Again, what a load of rubbish; what a lot of hollow words that was when we see what the minister actually did from that point in time—and that was to make it so much more difficult for so many of our regional students to be able to go on to tertiary education. The Prime Minister also said on 13 March 2008 in a speech she gave:

And I am announcing a new long-term goal for our post-secondary education system: guaranteed access to higher education or skills training for every young Australian with the talent and willingness to give it a go.

To me, that includes regional students—and I think it is about time this Prime Minister put her money where her words were and stood up and fixed this issue to make sure regional students can have fair and equitable access to tertiary education. If her response is, ‘That is fine; it is all taken into account by youth allowance,’ she simply has no understanding whatsoever of the impact of these changes on our rural and regional students. It is not fair. It is not right, and it is so easily fixable. The funding could come from the Education Investment Fund, which the coalition put forward as part of our policy during the election campaign—because we actually realised and understood how important it was for all regional students to have access to independent youth allowance as a pathway for them to be able to go on to tertiary education. To do anything less than to provide that fair and equitable access for regional students to my mind is an abrogation of the Prime Minister’s duty to the young people across this country.

I will be introducing in the chamber tomorrow a private senator’s bill which will require the equal treatment for students in inner regional zones with those in outer regional, remote and very remote areas—that is, that they all be able to undertake the gap year to qualify for independent youth allowance. It is a very simple bill: it is one line that gets inserted into the current legislation, and the Prime Minister could do this very simply. She needs to realise that the inequity that exists is no longer tenable. Around 55 per cent of metropolitan students go on to tertiary education. That is compared to only 33 per cent in the regional areas, and the evidence for that came out through our inquiry. We know that the disparity in those numbers, which is unacceptable, is caused by the financial difficulty and the financial burden that sits with these students and their families simply because they have no choice but to relocate.
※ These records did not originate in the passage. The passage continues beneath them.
PR #4536, opened 2021-01-12
Improve community metrics complexity and memory  (coverage and perfor…

attilamester:
The original implementation of `performance` (described in https://arxiv.org/abs/0906.0612) creates the complement graph, `coverage` builds several subgraphs to calculate the intra-community-edges and the inter-community-non-edges.
This implementation does not build any additional graphs, the calculation is based solely on the edges of the graph, and its partition. Complexity: O(L + C^2) L - edges, C - number of communities

### DIFF
--- a/networkx/algorithms/community/quality.py
+++ b/networkx/algorithms/community/quality.py
@@ -178,6 +178,7 @@ def performance(G, partition):
            <https://arxiv.org/abs/0906.0612>
 
     .. deprecated:: 2.6
+        See `nx.community.partition_quality`.
     """
     # Compute the number of intra-community edges and inter-community
     # edges.
@@ -234,6 +235,7 @@ def coverage(G, partition):
            <https://arxiv.org/abs/0906.0612>
 
     .. deprecated:: 2.6
+        See `nx.community.partition_quality`.
     """
     intra_edges = intra_community_edges(G, partition)
     total_edges = G.number_of_edges()
@@ -351,7 +353,7 @@ def partition_quality(G, partition):
 
     partition : sequence
         Partition of the nodes of `G`, represented as a sequence of
-        sets of nodes. Each block of the partition represents a
+        sets of nodes (blocks). Each block of the partition represents a
         community.
 
     Complexity
--- a/networkx/algorithms/community/quality.py
+++ b/networkx/algorithms/community/quality.py
@@ -146,6 +146,9 @@ def inter_community_non_edges(G, partition):
 def performance(G, partition):
     """Returns the performance of a partition.
 
+    .. deprecated:: 2.6
+       Use `partition_quality` instead.
+
     The *performance* of a partition is the ratio of the number of
     intra-community edges plus inter-community non-edges with the total
     number of potential edges.
@@ -177,8 +180,6 @@ def performance(G, partition):
            *Physical Reports*, Volume 486, Issue 3--5 pp. 75--174
            <https://arxiv.org/abs/0906.0612>
 
-    .. deprecated:: 2.6
-        See `nx.community.partition_quality`.
     """
     # Compute the number of intra-community edges and inter-community
     # edges.
@@ -200,6 +201,9 @@ def performance(G, partition):
 @require_partition
 def coverage(G, partition):
     """Returns the coverage of a partition.
+
+    .. deprecated:: 2.6
+       Use `partition_quality` instead.
 
     The *coverage* of a partition is the ratio of the number of
     intra-community edges to the total number of edges in the graph.
@@ -234,8 +238,6 @@ def coverage(G, partition):
            *Physical Reports*, Volume 486, Issue 3--5 pp. 75--174
            <https://arxiv.org/abs/0906.0612>
 
-    .. deprecated:: 2.6
-        See `nx.community.partition_quality`.
     """
     intra_edges = intra_community_edges(G, partition)
     total_edges = G.number_of_edges()
--- a/networkx/algorithms/community/quality.py
+++ b/networkx/algorithms/community/quality.py
@@ -4,7 +4,7 @@ communities).
 """
 
 from functools import wraps
-from itertools import product
+from itertools import product, combinations
 
 import networkx as nx
 from networkx import NetworkXError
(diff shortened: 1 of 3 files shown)


attilamester:
Comparison on Louvain communities (https://python-louvain.readthedocs.io/en/latest/), with Python's `timeit` module:

Algorithm | Time
---|---
**34 nodes, 78 edges** | http://networkrepository.com/soc-karate.php 
existing _coverage_ | `204 µs ± 1.12 µs per loop (mean ± std. dev. of 7 runs, 1000 loops each)`
existing _performance_ | `3.29 ms ± 107 µs per loop (mean ± std. dev. of 7 runs, 100 loops each)`
_fast_coverage_performance_ | `33.8 µs ± 404 ns per loop (mean ± std. dev. of 7 runs, 10000 loops each)`
**620 nodes, 2.1k edges** | http://networkrepository.com/fb-pages-food.php
existing _coverage_ | `3.68 ms ± 20.5 µs per loop (mean ± std. dev. of 7 runs, 100 loops each)`
existing _performance_ | `1.22 s ± 34.5 ms per loop (mean ± std. dev. of 7 runs, 1 loop each)`
_fast_coverage_performance_ | `776 µs ± 33.2 µs per loop (mean ± std. dev. of 7 runs, 1000 loops each)`
**5.9k nodes, 41.7k edges** | http://networkrepository.com/fb-pages-politician.php
existing _coverage_ | `56.2 ms ± 584 µs per loop (mean ± std. dev. of 7 runs, 10 loops each)`
existing _performance_ | `2min 33s ± 6.58 s per loop (mean ± std. dev. of 7 runs, 1 loop each)`
_fast_coverage_performance_ | `17.4 ms ± 167 µs per loop (mean ± std. dev. of 7 runs, 100 loops each)`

I would hope that my good colleagues in this chamber on the crossbenches—the Greens, the Independent and the Family First senator—would see their way clear to support this bill. It is so important for thousands of regional students right across the country that this bill be passed. We should not even be in the position of having to bring a private senator’s bill into this chamber to put a focus on this issue. It is simply appalling that the government do not realise the impact on our regional students, and on their families, that precludes them from going on to tertiary education. This is supposed to be the land of equal opportunity. The Labor government and the Prime Minister, Julia Gillard, have the opportunity now to stand up and say: ‘It is the land of equal opportunity. We are going to give regional students equal access to all of those opportunities. We are going to fix the legislation.’